Varazze, 27 Novembre 1912.





xlvii       Non tanto silenzio: puoi leggere "Del 'Futurismo'" su La Ragione, Roma 14 marzo 1909, in cui pregava la critica benevola e maligna di non confondermi a posta colli altri che volevano essere i miei fratelli.



xlviii      A pensarci bene posso anche assolvere della confusione i Futuristi, che affondarono Il Verso Libero come loro assisi, col riguardare alla oscurità e alla originalità del medesimo, per cui tutte le esegesi, anche le opposte e contradittorie, si possono tener buone, al dir de' critici di quel volume. Ciò sarebbe a mio vantaggio, assicurandomi aver io fatto opera di vita più che di letteratura; cioè aver io dato assetto ad una tendenza universale, come universale fu quella del romanticismo, sotto cui si denominarono Chateaubriand e Victor Hugo. Ma mi è doveroso insistere, che, se la mia esistenza ed il mio carattere diedero Il Verso Libero, un libro le cui continuità verranno riassunte e comprese nel secolo venturo, il XXJ – come capitò all'opera di Stendhal – da questo libro i Futuristi non estrassero che parole male armonizzate, e cioè i loro manifesti tecnici, in cui è difficile comprendere qualche cosa che viva oltre la sera di quest'oggi.



xlix        Mi vengono a dire che la condizione vitale dell'Eroe moderno stà nel dispregio alla donna: una illusione, espressa con una calunnia verso sé stesso –come uomo–, con una bestemia, verso la donna. Condizione vitale dell'Eroe è intensificare l'umanità, la quale si esprime, in germe, biologicamente, dal coito. Volete voi sopprimere il secondo termine dall'amplesso? Provatevi a procreare senza fornice ed utero: anche l'umana divinità non vuole l'assurdo: dunque: calunnia e bestemia. Nel caso specialissimo, sentir dire da D'Annunzio: "Dispregio alla donna" è ridicolamente assurdo; perché egli, al posto del cervello ha tutt'ora il sesso, e tutto quanto ha voluto fare si è per l'appetito disordinato del medesimo, per essere un Don Juan modernissimo della carnalità decadente. E mi soggiungerete: "E però oggi va formulando una nuova teoria della santità". Benissimo; ciò riprova il mio assunto: che è l'ascetismo se non la lussuria in tensione ed in potenza, cerebrata? Che significano le sante Caterine, le sante Terese, le sante Marie Alacoque, se non delle eccellentissime erotiche, deviate dall'azione pandemia sessuale, per essersi dedicate alla abberrazione singolare della verginità isterica a profitto del nulla, cioè, dell'imagine di un idolo? Se allo psichiatra chiederete le affinità mentali e patologiche delle sante, egli dovrà additarvi quelle che ha riscontrato nelle grandi cortigiane: e perciò sia l'una che l'altra categoria è benemerita della letteratura, la quale ne abusò.
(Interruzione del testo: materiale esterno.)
PR #197, opened 2016-10-01
Added the Valiator method isBoolean

sephedo:


GrahamCampbell:
Thanks for the PR. Our variables are always strings though sent they?

sephedo:
Yes all values are in the format of strings this method ensures they are in the format accepted as booleans - Yes, No, 1, 0, On and Off

danhunsaker:
Has some weird indentation, but otherwise it looks sound.

jpuck:
whoops, looks like the tests are not compatible with ye olde php 5.3
I'll update that to use the formal `array()` instead of `[]`

jamesj2:
It's been a year. Any possibility of this getting merged?

vlucas:
This looks pretty solid to me. Has tests and will not affect anyone if they are not using the boolean validator.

l           Ma bisogna aggiungervi il senso d'ammirazione che ne prova il Marinetti nel rimirarlo:

            "Quante volte io ho presa la penna, per esercitare la mia ironia sull'opera di Gabriele D'Annunzio, ed altrettanto mi è scivolata furbamente tra le dita allo spettacolo incantatore e sempre divertente della sua vita colorata arlecchinescamente da tutti i raggi della fortuna. Di fatti, al solo vederlo ti disarma la satira ed il sarcasmo, tu fossi il nemico, il detrattore sistematico e senza pietà. No, io non son tra questi; io non posso salutare l'autore del Fuoco senza adorare, con voluttà, il misterioso profumo di inconscia fortuna e di voluta furberia che sorge dal suo gesto feminile. Subito, al primo conoscerlo, fui penetrato dall'incanto che emana il suo corpo vibrante ed onduloso, dalle infantili elasticità di giovane arbusto primaverile; dal suo corpo acido di eterno adolescente, cui la scintillante calvizie ed il rossiccio delle guancie asciutte, i sei peli de' suoi mustacchi ed i tre crin fulvi della barbetta non fanno mai invecchiare". – Pag. 183-84 –.

            Marinetti col suo gusto impertinente, direi quasi di omosessualità, può compiacersi di questo omarino: io vi trovo qualche cosa di vipereo, di troppo agile saettatore che si storce e riesce, comunque, se pur l'hai ghermito, a morderti la mano avvelenandotela: può essere ciò una dote eccezionale che fa dell'Imaginifico anche un unico operatore di voluttà, per cui le dame si smemorano in lui, succhiandogli il quadruplice spasimo fantasiato: ma questo troppo, questo eccesso, che persiste anche nella sua lettura, è però idiosincratico colla mia secchezza, col mio poco fremere, ed assai ragionare, donde repugno.